I am trying to fit a random-intercept only Wiener model, following @Henrik_Singmann’s blog post but am running into the error Exception: no more scalars to read (found before start of program).

As far as I can tell, this is related to the inits since without them I don’t get this error (I instead get an error that I should use inits 🙃).

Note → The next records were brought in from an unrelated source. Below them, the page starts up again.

PR #65, opened 2017-09-19
trigger pipeline directly

yunfangjuan:
from status changes.

### DIFF
--- a/app/models/sample.rb
+++ b/app/models/sample.rb
@@ -1,21 +1,29 @@
 require 'open3'
 require 'json'
 class Sample < ApplicationRecord
+  STATUS_CREATED  = 'created'.freeze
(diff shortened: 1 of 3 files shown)


app/models/sample.rb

(Note the bogus data and sample_prior = "only" are for the rep-ex only - I get the same error with real data and sample_prior = "no".)

library(brms)

fs_data <- data.frame(
  ID = 1:62,
  RT = rlnorm(62, sdlog = 0.2),
  ACC = sample(0:1, 62, TRUE)
)

formula <- bf(RT | dec(ACC) ~ 1 + (1 | p | ID),
              bs ~ 1 + (1 | p | ID),
              ndt ~ 1 + (1 | p | ID),
              bias ~ 1 + (1 | p | ID))

wiener_fam <- wiener(
  link = "identity",
  link_bs = "identity", 
  link_ndt = "identity", 
  link_bias = "identity"
)

prior <- 
  set_prior("normal(0.28, 5)", class = "Intercept") + 
  set_prior("normal(0.31, 0.1)", class = "Intercept", dpar = "bs") + 
  set_prior("normal(0.27, 0.1)", class = "Intercept", dpar = "ndt") + 
  set_prior("normal(0.5, 0.2)", class = "Intercept", dpar = "bias")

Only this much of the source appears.